PR #94, opened 2024-12-18
Optionally deploy Falco DaemonSet in Helm chart

evanj80-illumio:
Adding ability to have an illumio managed falco daemonset as part of the cloud-operator


cloud-operator/values.yaml
```diff
@@ -32,6 +32,35 @@ onboardingSecret:
...
+      enabled: true
+      keep_alive: true
+      url: "http://illumio-cloud-operator.illumio-cloud.svc.cluster.local:5000/"
+      insecure: true
+    json_output: true
+    json_include_tags_property: false
+    json_include_output_property: true
+    buffered_outputs: true
+  customRules:
+    rules-networking.yaml: |-
```
evanj80-illumio, line 49: This may not be the finalized rule or only rule at the end of the day. But this is good for now.

rlenglet (approved):
That's awesome, thank you!

cloud-operator/values.yaml
rlenglet: LGTM, thanks!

> [Problem statement]: Go through the records and pull out each line that includes the word "operator".

> [Exercise solution]:
Adding ability to have an illumio managed falco daemonset as part of the cloud-operator
cloud-operator/values.yaml
+      url: "http://illumio-cloud-operator.illumio-cloud.svc.cluster.local:5000/"
cloud-operator/values.yaml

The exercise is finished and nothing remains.